我们可以借助 sklearn 的 confusion_matrix() 函数找到混淆矩阵。借助以下脚本,我们可以找到上述构建的二元分类器的混淆矩阵 -
We can find the confusion matrix with the help of confusion_matrix() function of sklearn. With the help of the following script, we can find the confusion matrix of above built binary classifier −
from sklearn.metrics import confusion_matrix
Accuracy
可以将其定义为由我们的机器学习模型做出的正确预测的数目。我们可以通过以下公式借助混淆矩阵轻松计算它 -
It may be defined as the number of correct predictions made by our ML model. We can easily calculate it by confusion matrix with the help of following formula −
对于上述构建的二元分类器,TP + TN = 73 + 144 = 217 和 TP+FP+FN+TN = 73+7+4+144=228。
For above built binary classifier, TP + TN = 73+144 = 217 and TP+FP+FN+TN = 73+7+4+144=228.
因此,准确性 = 217/228 = 0.951754385965,这与我们在创建二元分类器后计算得出的值相同。
Hence, Accuracy = 217/228 = 0.951754385965 which is same as we have calculated after creating our binary classifier.
Precision
精度,用于文档检索,可以定义为由我们的机器学习模型返回的正确文档数。我们可以通过以下公式借助混淆矩阵轻松计算它 -
Precision, used in document retrievals, may be defined as the number of correct documents returned by our ML model. We can easily calculate it by confusion matrix with the help of following formula −
对于上述构建的二元分类器,TP = 73 和 TP+FP = 73+7 = 80。
For the above built binary classifier, TP = 73 and TP+FP = 73+7 = 80.
因此,精度 = 73/80 = 0.915
Hence, Precision = 73/80 = 0.915
Recall or Sensitivity
召回率可以定义为由我们的机器学习模型返回的正例数。我们可以通过以下公式借助混淆矩阵轻松计算它 -
Recall may be defined as the number of positives returned by our ML model.

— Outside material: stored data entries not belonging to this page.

PR #6795, opened 2018-12-06
Fix Issue 10706 setops functions need to require SortedRanges

burner:
https://issues.dlang.org/show_bug.cgi?id=10706

* largestPartialIntersection
* largestPartialIntersectionWeighted
* multiwayMerge
* multiwayUnion
* setDifference
* setIntersection
* setSymmetricDifference

Now all require SortedRanges to be passed, as that is what they expect
implicitly anyway.

A new public symbol `isSortedRange` was added to std.range.

### DIFF
--- a/changelog/pr6795.dd
+++ b/changelog/pr6795.dd
@@ -1,0 +1,33 @@
+Fix Issue 10706: std.algorithm.setops functions require SortedRange arguments.
+
+The functions
+
+$(UL
+    $(LI largestPartialIntersection)
+    $(LI largestPartialIntersectionWeighted)
+    $(LI multiwayMerge)
+    $(LI multiwayUnion)
+    $(LI setDifference)
+    $(LI setIntersection)
+    $(LI setSymmetricDifference)
+)
+
+of $(MREF std,algorithm,setops) require that the elements of the passed
+Range/Ranges are sorted.
+This is easily overlooked as stated in
+https://issues.dlang.org/show_bug.cgi?id=10706
+
+Due to this change, ranges passed to any of the above listed function need to
+be of type $(REF SortedRange, std,algorithm,sorting).
+A `SortedRange` can either be obtainted by $(REF sort, std,algorithm,sorting)
+or $(REF assumeSorted, std,range).
+
+-------
+import std.algorithm : equal, sort;
+import std.range : assumeSorted;
+
+// sets
+auto a = sort([ 1, 2, 4, 5, 7, 9 ]);
+auto b = assumeUnique([ 0, 1, 2, 4, 7, 8 ]);
+auto intersection = setIntersection(assumeSorted(a), assumeSorted(b));
+-------
--- a/std/algorithm/setops.d
+++ b/std/algorithm/setops.d
@@ -53,7 +53,8 @@ import std.functional : unaryFun, binaryFun;
 import std.traits;
 import std.meta : AliasSeq, staticMap, allSatisfy, anySatisfy;
 
-import std.algorithm.sorting : Merge;
+import std.algorithm.sorting : Merge, sort;
+import std.range : ElementEncodingType, SortedRange, assumeSorted;
 import std.typecons : No;
 
 // cartesianProduct
@@ -643,13 +644,13 @@ void largestPartialIntersection
 
     // Figure which number can be found in most arrays of the set of
     // arrays below.
-    double[][] a =
+    auto a =
     [
-        [ 1, 4, 7, 8 ],
-        [ 1, 7 ],
-        [ 1, 7, 8],
-        [ 4 ],
-        [ 7 ],
+        assumeSorted([ 1.0, 4.0, 7.0, 8.0 ]),
+        assumeSorted([ 1.0, 7.0 ]),
+        assumeSorted([ 1.0, 7.0, 8.0]),
+        assumeSorted([ 4.0 ]),
+        assumeSorted([ 7.0 ]),
     ];
     auto b = new Tuple!(double, uint)[1];
     // it will modify the input range, hence we need to create a duplicate
@@ -666,13 +667,13 @@ void largestPartialIntersection
     // 1.0 occurs in 3 inputs
 
     // multiset
-    double[][] x =
+    auto x =
     [
-        [1, 1, 1, 1, 4, 7, 8],
-        [1, 7],
-        [1, 7, 8],
-        [4, 7],
-        [7]
+        assumeSorted([1.0, 1.0, 1.0, 1.0, 4.0, 7.0, 8.0]),
+        assumeSorted([1.0, 7.0]),
+        assumeSorted([1.0, 7.0, 8.0]),
+        assumeSorted([4.0, 7.0]),
+        assumeSorted([7.0])
     ];
     auto y = new Tuple!(double, uint)[2];
     largestPartialIntersection(x.dup, y);
@@ -726,13 +727,13 @@ void largestPartialIntersectionWeighted
 
     // Figure which number can be found in most arrays of the set of
     // arrays below, with specific per-element weights
-    double[][] a =
+    auto a =
     [
-        [ 1, 4, 7, 8 ],
-        [ 1, 7 ],
-        [ 1, 7, 8],
-        [ 4 ],
-        [ 7 ],
+        assumeSorted([ 1.0, 4.0, 7.0, 8.0 ]),
+        assumeSorted([ 1.0, 7.0 ]),
+        assumeSorted([ 1.0, 7.0, 8.0]),
+        assumeSorted([ 4.0 ]),
+        assumeSorted([ 7.0 ]),
     ];
     auto b = new Tuple!(double, uint)[1];
     double[double] weights = [ 1:1.2, 4:2.3, 7:1.1, 8:1.1 ];
@@ -742,14 +743,14 @@ void largestPartialIntersectionWeighted
     // 4.0 occurs 2 times -> 4.6 (2 * 2.3)
     // 7.0 occurs 3 times -> 4.4 (3 * 1.1)
 
-   // multiset
-    double[][] x =
+    // multiset
+    auto x =
     [
-        [ 1, 1, 1, 4, 7, 8 ],
-        [ 1, 7 ],
-        [ 1, 7, 8],
-        [ 4 ],
-        [ 7 ],
+        assumeSorted([ 1.0, 1.0, 1.0, 4.0, 7.0, 8.0 ]),
+        assumeSorted([ 1.0, 7.0 ]),
+        assumeSorted([ 1.0, 7.0, 8.0]),
+        assumeSorted([ 4.0 ]),
+        assumeSorted([ 7.0 ]),
     ];
     auto y = new Tuple!(double, uint)[1];
     largestPartialIntersectionWeighted(x, y, weights);
@@ -762,13 +763,13 @@ void largestPartialIntersectionWeighted
     import std.conv : text;
     import std.typecons : tuple, Tuple, Yes;
 
-    double[][] a =
+    auto a =
         [
-            [ 1, 4, 7, 8 ],
-            [ 1, 7 ],
-            [ 1, 7, 8],
-            [ 4 ],
-            [ 7 ],
+            assumeSorted([ 1.0, 4.0, 7.0, 8.0 ]),
+            assumeSorted([ 1.0, 7.0 ]),
+            assumeSorted([ 1.0, 7.0, 8.0]),
+            assumeSorted([ 4.0 ]),
+            assumeSorted([ 7.0 ]),
         ];
     auto b = new Tuple!(double, uint)[2];
     largestPartialIntersection(a, b, Yes.sortOutput);
@@ -781,13 +782,13 @@ void largestPartialIntersectionWeighted
     import std.conv : text;
     import std.typecons : tuple, Tuple, Yes;
 
-    string[][] a =
+    auto a =
         [
-            [ "1", "4", "7", "8" ],
-            [ "1", "7" ],
-            [ "1", "7", "8"],
-            [ "4" ],
-            [ "7" ],
+            assumeSorted([ "1", "4", "7", "8" ]),
+            assumeSorted([ "1", "7" ]),
+            assumeSorted([ "1", "7", "8"]),
+            assumeSorted([ "4" ]),
+            assumeSorted([ "7" ]),
         ];
     auto b = new Tuple!(string, uint)[2];
     largestPartialIntersection(a, b, Yes.sortOutput);
@@ -800,14 +801,14 @@ void largestPartialIntersectionWeighted
 
     // Figure which number can be found in most arrays of the set of
     // arrays below, with specific per-element weights
-    double[][] a =
+    auto a =
         [
-            [ 1, 4, 7, 8 ],
-            [ 1, 7 ],
-            [ 1, 7, 8],
-            [ 4 ],
-            [ 7 ],
-            ];
+            assumeSorted([ 1.0, 4.0, 7.0, 8.0 ]),
+            assumeSorted([ 1.0, 7.0 ]),
+            assumeSorted([ 1.0, 7.0, 8.0]),
+            assumeSorted([ 4.0 ]),
+            assumeSorted([ 7.0 ]),
+        ];
     auto b = new Tuple!(double, uint)[1];
     double[double] weights = [ 1:1.2, 4:2.3, 7:1.1, 8:1.1 ];
     largestPartialIntersectionWeighted(a, b, weights);
@@ -825,6 +826,22 @@ void largestPartialIntersectionWeighted
     const Array!T arrayTwo = Array!T([ T(1,2), T(3,4) ] );
 
     assert(arrayOne == arrayTwo);
+}
+
+
+private MultiwayMerge!(less, RangeOfRanges) multiwayMergeSortedRange
+(alias less = "a < b", RangeOfRanges)
+(RangeOfRanges ror)
+{
+    return typeof(return)(ror);
+}
+
+deprecated("multiwayMerge requires the passed ranges to be sorted")
+private MultiwayMerge!(less, RangeOfRanges) multiwayMergeUnknownRange
+(alias less = "a < b", RangeOfRanges)
+(RangeOfRanges ror)
+{
+    return typeof(return)(ror);
 }
 
 // MultiwayMerge
@@ -930,7 +947,14 @@ MultiwayMerge!(less, RangeOfRanges) multiwayMerge
 (alias less = "a < b", RangeOfRanges)
 (RangeOfRanges ror)
 {
-    return typeof(return)(ror);
+    static if (isSortedRange!(ElementEncodingType!(RangeOfRanges)))
+    {
+        return multiwayMergeSortedRange!less(ror);
+    }
+    else
+    {
+        return multiwayMergeUnknownRange!less(ror);
+    }
 }
 
 ///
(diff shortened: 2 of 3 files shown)


thewilsonator:
LGTM, given the possible fixing breakage that this will incur, this needs a changelog.

std/range/package.d
```diff
@@ -10923,6 +10923,21 @@ that break its sorted-ness, `SortedRange` will work erratically.
     a.sort.sort!"a > b";
 }
 
+/**
+Determines whether `T` is a $(D SortedRange).
```
wilzbach: You could use LREF here.

burner: fixed

burner:
changelog added

burner:
changelog added

thewilsonator:
Nice idea!

burner:
I will do the suggested change, but SortedRange will check for sortedness in debug. So this is still a breaking change.

But from 
> Assuming for the sake of argument that this should go ahead
it sounds like an opinion has already been formed regarding this PR. If this would be my first PR it would be my last. It's the tone that makes the music.

n8sh:
I'm sorry it came across that way. I think the red X makes the tone seem more negative than intended.

burner:
@n8sh I didn't notice the red X until you just mentioned it.

Anyway, what is the way forward with this.

n8sh:
>Anyway, what is the way forward with this.

You said you intend to do the suggested change, so when that is done this should be ready to go ahead.

burner:
I already added the overloads.

thewilsonator:
> I already added the overloads.

Could you please point me to them.

> But I can't mark them as deprecated as phobos will fail to build.

Bummer.

wilzbach:
> But I can't mark them as deprecated as phobos will fail to build.

Well, all tests that use them need to be marked as deprecated too then.

burner:
Ok, I'll mark the tests as deprecated and see what happens.

burner:
All tests that rely on the non SortedRange input have been marked deprecated.
I can't mark the non SortedRange version of the functions deprecated as they call each other.

I'm inclined to add a comment saying the will go away at some point in the future.

changelog/pr6795.dd
```diff
@@ -0,0 +1,31 @@
...
+
+The functions
+
+* largestPartialIntersection
+* largestPartialIntersectionWeighted
+* multiwayMerge
+* multiwayUnion
+* setDifference
+* setIntersection
+* setSymmetricDifference
```
wilzbach: This is ddoc, not markdown. See DAutolist. Until ddoc doesn't support markdown, you'll have to use `$(UL)` and `$(LI)`

changelog/pr6795.dd
```diff
@@ -0,0 +1,31 @@
...
+
+of $(REF std,algorithm,setops) require that the elements of the passed
```
wilzbach: MREF

changelog/pr6795.dd
burner: I knew that at some point.
Should be fixed now

n8sh:
>I can't mark the non SortedRange version of the functions deprecated as they call each other.

Can't each non-SortedRange function just call the SortedRange equivalent?

burner:
I hope to wrap sub calls in assumeSorted, by that doesn't work as I would have to reconstruct RangeOfRanges which could be everything.
I think this is as good as it gets right now.

thewilsonator:
@andralex You've got 3 days to give input on this.

n8sh:
>Stuff won't break

If that's true why are there changes inside unittest blocks?

n8sh:
>I can't mark the non SortedRange version of the functions deprecated as they call each other.

I think they can all be marked `deprecated` without a problem except for `multiwayMerge`. I'll push that change to this PR.

burner:
thank you

std/algorithm/setops.d
```diff
@@ -888,39 +1013,81 @@ struct MultiwayMerge(alias less, RangeOfRanges)
...
 (alias less = "a < b", RangeOfRanges)
 (RangeOfRanges ror)
+if (isSortedRange!(ElementType!(RangeOfRanges)))
 {
-    return typeof(return)(ror);
+    return multiwayMergeImpl!less(ror);
+}
+
+/// Ditto
+//deprecated("The use with non `SortedRange` ranges is deprecated. Please use sort or assumeSorted.")
```
thewilsonator: Why are these commented out?

std/algorithm/setops.d
```diff
@@ -672,33 +737,73 @@ Params:
...
 
-    if (tgt.empty) return;
-    alias InfoType = ElementType!Range;
-    bool heapComp(InfoType a, InfoType b)
-    {
-        return weights[a[0]] * a[1] > weights[b[0]] * b[1];
-    }
-    topNCopy!heapComp(group(multiwayMerge!less(ror)), tgt, sorted);
+/// Ditto
+//deprecated("The use with non `SortedRange` ranges is deprecated. Please use sort or assumeSorted.")
```
thewilsonator: Why are these commented out?

std/algorithm/setops.d
n8sh: If you  un-comment them then Phobos doesn't compile due to deprecation settings. Maybe `pragma(msg)` could be used here?

burner:
anything else?

std/algorithm/setops.d
```diff
@@ -929,89 +1099,156 @@ MultiwayMerge!(less, RangeOfRanges) multiwayMerge
...
+    [
+        [9.0, 8.0, 8.0, 8.0, 7.0, 6.0],
+        [9.0, 8.0, 6.0],
+        [9.0, 8.0, 5.0]
+    ];
+    auto witness2 = [9, 8, 7, 6, 5];
+    assert(equal(multiwayUnion!order(c), witness2));
+}
+
+private auto mulitwayUnionImpl(alias less = "a < b", RangeOfRanges)(RangeOfRanges ror)
```
andralex: Ditto - probably not needed?

std/algorithm/setops.d
```diff
@@ -1109,14 +1377,23 @@ SetDifference!(less, R1, R2) setDifference(alias less = "a < b", R1, R2)
...
-    int[] b = [2, 4];
+    auto a = assumeSorted([1, 2, 3, 4, 5]);
+    auto b = assumeSorted([2, 4]);
     foreach (ref e; setDifference(a, b))
         e = 0;
     assert(equal(a, [0, 2, 0, 4, 0]));
 }
 
+/// Ditto
+private auto setDifferenceImpl(alias less = "a < b", R1, R2)
```
andralex: Same question about the necessity of this

std/algorithm/setops.d
```diff
@@ -1255,40 +1566,60 @@ if (Rs.length >= 2 && allSatisfy!(isInputRange, Rs) &&
     assert(equal(setIntersection(d, e), [1, 1, 7]));
 }
 
+private auto setIntersectionImpl(alias less = "a < b", Rs...)(Rs ranges)
```
andralex: Same question about the necessity of this

std/algorithm/setops.d
```diff
@@ -1396,39 +1729,75 @@ public:
...
+    static assert(isForwardRange!(typeof(setSymmetricDifference(a, b))));
+
+    //mutisets
+    auto c = [1, 1, 1, 1, 2, 2, 2, 4, 5, 6];
+    auto d = [1, 1, 2, 2, 2, 2, 4, 7, 9];
+    assert(equal(setSymmetricDifference(c, d), setSymmetricDifference(d, c)));
+    assert(equal(setSymmetricDifference(c, d), [1, 1, 2, 5, 6, 7, 9]));
+}
+
+private auto setSymmetricDifferenceImpl(alias less = "a < b", R1, R2)
```
andralex: Same question about the necessity of this

std/range/package.d
```diff
@@ -10923,6 +10923,33 @@ that break its sorted-ness, `SortedRange` will work erratically.
...
+Determines whether `T` is a $(LREF SortedRange).
+
+Params:
+    T = type to test
+
+Returns:
+`true` if `T` is a $(LREF SortedRange);
+`false` otherwise
+*/
+template isSortedRange(T) {
```
andralex: Several issues with this:

* New public symbol added as a small part of an unrelated PR
* Wrong API - the predicate should be present (sorted by what?)
* Not actually needed in the PR so it needs to be justified separately (my take: unneeded)

std/algorithm/setops.d
```diff
@@ -593,29 +594,80 @@ duplicate in between calls).
...
-    {
-        static int opIndex(ElementType!(ElementType!RangeOfRanges)) { return 1; }
-    }
-    return largestPartialIntersectionWeighted!less(ror, tgt, UnitWeights(),
-            sorted);
+    largestPartialIntersectionImpl(ror, tgt, sorted);
+}
+
+/// ditto
+void largestPartialIntersection
```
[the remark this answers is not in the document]
burner: yes, the one that is not requiring a SortedRange should be removed eventually.

std/algorithm/setops.d
```diff
@@ -648,6 +700,18 @@ void largestPartialIntersection
     assert(y[1] == tuple(1.0, 6u));
 }
 
+private void largestPartialIntersectionImpl
+(alias less = "a < b", RangeOfRanges, Range)
```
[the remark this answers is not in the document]
burner: I'm don't think so, as the code would have to construct a new RangeOfRanges where is(ElementType!RangeOfRanges == SortedRange).
The problem is that RangeOfRanges can be any type of range, which would need to be recreated.

RazvanN7:
@burner I know this is old, but any chance of applying @andralex 's feedback and then tackle another round of review?

burner:
I'll take another look

RazvanN7:
ping @burner

burner:
yeah I know, shame on me. I promise I'll get to it. :disappointed:

RazvanN7:
@burner sorry for poking you like this, but have you made any progress on this?

burner:
@RazvanN7 please don't feel sorry, I have not. But I just opened up the std.algorithm.setup. Thank you for being my naggy feeling in the back of my mind !

burner:
@RazvanN7 I actually got it done I think.

std/range/package.d
RazvanN7: I think this addition is needed since there are other places that check whether a range is sorted ([1] is an example and there might be others), however, I adding it in this PR is not the right way to go. Regarding the presence of the predicate, I think that there are cases where you don't really care what the predicate is, but we should indeed accommodate the case where the predicate is also accounted for (in [1], it is also checked that the predicate is the default one).

What I suggest is to make a PR that adds `isSortedRange` so that others in the community take a look at it. Once it is merged we can come back to this one. How does that sound @burner ?

[1] https://github.com/dlang/phobos/blob/master/std/algorithm/searching.d#L1597

changelog/pr6795.dd
```diff
@@ -0,0 +1,33 @@
...
+or $(REF assumeSorted, std,range).
+
+-------
+import std.algorithm : equal, sort;
+import std.range : assumeSorted;
+
+// sets
+auto a = sort([ 1, 2, 4, 5, 7, 9 ]);
+auto b = assumeUnique([ 0, 1, 2, 4, 7, 8 ]);
+auto intersection = setIntersection(assumeSorted(a), assumeSorted(a));
```
benjones, line 32: I assume you meant assumeSorted(b)?

burner: Indeed, thank you, good catch.

burner:
@RazvanN7 should we take another look at this.

RazvanN7 (commented):
Besides the comments, a few general observations:

- why don't we just deprecate string predicates? They are ugly, provide no benefit and just look at how many hoops we have to jump to support them. If comparing predicates for equality is the answer, we can compare simple lambda functions with [__traits(isSame)](https://dlang.org/spec/traits.html#isSame)
- I see that you are using both `sort` and `assumeSorted` to obtain sorted ranges from already sorted arrays. Why not use only `assumeSorted? It should be more efficient that way. Now that being said:
- I possible counter argument for this addition is the fact that there might be situations where you know the range is correctly sorted (even though it is not a SortedRange), but you don't want to pay the penalty of creating a SortedRange. I admit that this should be a very rare case, but with this addition we are closing the door to such scenarios, whereas, with the status quo it's on the user to make sure about the correctness of the provided data. Also, consider, that users might want to use their own version of a sorted range - this becomes impossible without wrapping their type in a SortedRange.

std/range/package.d
```diff
@@ -10785,7 +10785,7 @@ enum SortedRangeOptions
 */
 struct SortedRange(Range, alias pred = "a < b",
     SortedRangeOptions opt = SortedRangeOptions.assumeSorted)
-if (isInputRange!Range && !isInstanceOf!(SortedRange, Range))
+if (isInputRange!Range && !isInstanceOf!(isInputRange, Range))
```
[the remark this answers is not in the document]
burner: yes, I don't know how that happend. Reverted now

changelog/pr6795.dd
```diff
@@ -0,0 +1,33 @@
+Fix Issue 10706: std.algorithm.setops functions require SortedRange arguments.
```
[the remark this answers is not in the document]
burner: with the current implementation, it is only breaking when dmd is called with -de

tgehr:
FWIW: I would prefer if this did not go ahead. We are not really doing this kind of thing with any other invariants and SortedRange is not even able to properly enforce its own invariant due to mutable aliasing. In fact, I would also prefer to have binary search functions in std.algorithm that do not require a sorted range.

burner:
> FWIW: I would prefer if this did not go ahead. We are not really doing this kind of thing with any other invariants and SortedRange is not even able to properly enforce its own invariant due to mutable aliasing. In fact, I would also prefer to have binary search functions in std.algorithm that do not require a sorted range.

I think that is a terrible argument. This PR makes the usage of the public facing api of phobos less error prone. To not do this because other parts of phobos not do this, yet, or because the already existing and used abstraction SortedRange has some problem, that hardly any user or dev cares about is the wrong approach in my opinion. 

> In fact, I would also prefer to have binary search functions in std.algorithm that do not require a sorted range.

andralex:
IIRC all a user needs to do to transform a range known to be sorted into a `SortedRange` is insert an `assumeSorted`, which performs a cheap (but surprisingly valuable statistically) test of the range's sortedness.

As long as does not force the library into a memory safety issue, being mindful of breaking sortedness by means of mutable aliasing is user's responsibility. Sortedness of a `SortedRange` is in many ways opt-in, not a guarantee.

andralex:
Looking through the existing code, I found an issue with `SortedRange`. The entire type is parameterized by `SortedRangeOptions`, but that parameter is only used by the constructor. 

1. Parameterizing the entire type by a constructor parameter is wasteful
2. Even in the constructor, that parameter can be a simple run-time parameter that costs virtually nothing to test.
3. In my opinion the `log(n)` checking (checkRoughly) should be the default or the only option. Doing no checking at all really legitimizes a cast and we already have strict checking with `isSorted`.

tgehr:
> IIRC all a user needs to do to transform a range known to be sorted into a `SortedRange` is insert an `assumeSorted`, which performs a cheap (but surprisingly valuable statistically) test of the range's sortedness.

iota(n).assumeSorted. :clown_face:

tgehr:
> > FWIW: I would prefer if this did not go ahead. We are not really doing this kind of thing with any other invariants and SortedRange is not even able to properly enforce its own invariant due to mutable aliasing. In fact, I would also prefer to have binary search functions in std.algorithm that do not require a sorted range.
> 
> I think that is a terrible argument. This PR makes the usage of the public facing api of phobos less error prone. To not do this because other parts of phobos not do this, yet,

The issue is that this way to enforce invariants results in less than great UX.

> or because the already existing and used abstraction SortedRange has some problem,

It provides a false sense of security.

> that hardly any user or dev cares about

Hardly any user or dev cares for the SortedRange design.

> is the wrong approach in my opinion.

What this change does is cause people to roll their own versions of those functions. It's already the case with binary search.

pbackus:
> In my opinion the log(n) checking (checkRoughly) should be the default or the only option. Doing no checking at all really legitimizes a cast and we already have strict checking with isSorted.

I would be very surprised to learn that a function with "assume" in its name does any checking at all by default. We don't do any checking for [`assumeUnique`][1] or [`assumeSafeAppend`][2], for example, and even [`assumeUTF`][3] only enables its checks in debug mode.

[1]: https://dlang.org/library/std/exception/assume_unique.html
[2]: https://dlang.org/library/object/assume_safe_append.html
[3]: https://dlang.org/library/std/string/assume_utf.html

jamesragray:
For what it is worth. I have not found the assume sorted mechanism ergonomic or useful, ever. Hence since (a) finding out that using it does some calculations wasting time; (b) being forced to use it even more, our team will no longer use the Phobos versions of these functions if this goes through. Perhaps one can add a way of opting out? e.g. add an overload or a flag that doesn't require this.

andralex:
> > In my opinion the log(n) checking (checkRoughly) should be the default or the only option. Doing no checking at all really legitimizes a cast and we already have strict checking with isSorted.
> 
> I would be very surprised to learn that a function with "assume" in its name does any checking at all by default. We don't do any checking for [`assumeUnique`](https://dlang.org/library/std/exception/assume_unique.html) or [`assumeSafeAppend`](https://dlang.org/library/object/assume_safe_append.html), for example, and even [`assumeUTF`](https://dlang.org/library/std/string/assume_utf.html) only enables its checks in debug mode.

A fair point. There's no meaningful checking we can do in the first two anyway - if we could, probably the story would be different. `assumeUTF` is a more relevant precedent, so perhaps `assumeSorted` could limit its checking to debug mode.

andralex:
> For what it is worth. I have not found the assume sorted mechanism ergonomic or useful, ever. Hence since (a) finding out that using it does some calculations wasting time; (b) being forced to use it even more, our team will no longer use the Phobos versions of these functions if this goes through. Perhaps one can add a way of opting out? e.g. add an overload or a flag that doesn't require this.

First it needs to be understood we're looking at like 20 comparisons for one million elements. The utility of those is high. I can't find the paper I looked at back in the day, but perhaps this (and/or its references) may be a good starting point: https://cs-people.bu.edu/sofya/pubs/TestingSortednessEncyclopedia.pdf

I don't see the utility of a rewrite. Would it consist of one-liners that append `.assumeSorted` at the end of the ranges involved?

In your application, would it be feasible and useful to keep ranges that are known to be sorted as `SortedRange`s? That would have the same properties as the original range plus the information that it is sorted.

burner:
I think I'm missing something but assumeSorted doesn't check as far as I see. The SortedRange ctor only checks on checkRoughly and checkStrictly which is not the case. The default is "assumeSorted" !?

andralex:
> I think I'm missing something but assumeSorted doesn't check as far as I see. The SortedRange ctor only checks on checkRoughly and checkStrictly which is not the case. The default is "assumeSorted" !?

Indeed, and per my previous answer that seems to be a problem (one of several of `SortedRange`), `checkStrictly` is useless because it overlaps `isSorted`; I consider no checking specious, and `checkRoughly` is the sweet spot.

jamesragray:
> > For what it is worth. I have not found the assume sorted mechanism ergonomic or useful, ever. Hence since (a) finding out that using it does some calculations wasting time; (b) being forced to use it even more, our team will no longer use the Phobos versions of these functions if this goes through. Perhaps one can add a way of opting out? e.g. add an overload or a flag that doesn't require this.
> 
> First it needs to be understood we're looking at like 20 comparisons for one million elements. The utility of those is high. I can't find the paper I looked at back in the day, but perhaps this (and/or its references) may be a good starting point: https://cs-people.bu.edu/sofya/pubs/TestingSortednessEncyclopedia.pdf
> 
Fair point, but still not needed (in my opinion) in most cases.  I think that it is probably true that most common case to want to do say a binary search is on an array. You are forcing the user to wrap their type for a tiny bit of safety.

> I don't see the utility of a rewrite. Would it consist of one-liners that append `.assumeSorted` at the end of the ranges involved?
>
I haven't studied the code carefully but I would expect one could simply copy the phobos code removing the template constraints, so that SortedRange is not needed.

> In your application, would it be feasible and useful to keep ranges that are known to be sorted as `SortedRange`s? 
I guess this might be reasonable in some cases, but I do not think Phobos should be forcing users do this.

LightBender:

We can easily calculate it by confusion matrix with the help of following formula −
对于上述构建的二元分类器,TP = 73 和 TP+FN = 73+4 = 77。
For above built binary classifier, TP = 73 and TP+FN = 73+4 = 77.
因此,精度 = 73/77 = 0.94805
Hence, Precision = 73/77 = 0.94805
Specificity
特异性与召回率相反,可以定义为我们的 ML 模型返回的负样本数量。我们可以通过使用以下公式轻松地通过混淆矩阵计算它−
Specificity, in contrast to recall, may be defined as the number of negatives returned by our ML model. We can easily calculate it by confusion matrix with the help of following formula −
对于上述构建的二元分类器,TN = 144,TN+FP = 144+7 = 151。
For the above built binary classifier, TN = 144 and TN+FP = 144+7 = 151.
因此,精度 = 144/151 = 0.95364
Hence, Precision = 144/151 = 0.95364
Various ML Classification Algorithms
以下是某些重要的 ML 分类算法 −
The followings are some important ML classification algorithms −
-
Logistic Regression
-
Support Vector Machine (SVM)
-
Decision Tree
-
Naïve Bayes
-
Random Forest
我们将在后面的章节中详细讨论所有这些分类算法。
We will be discussing all these classification algorithms in detail in further chapters.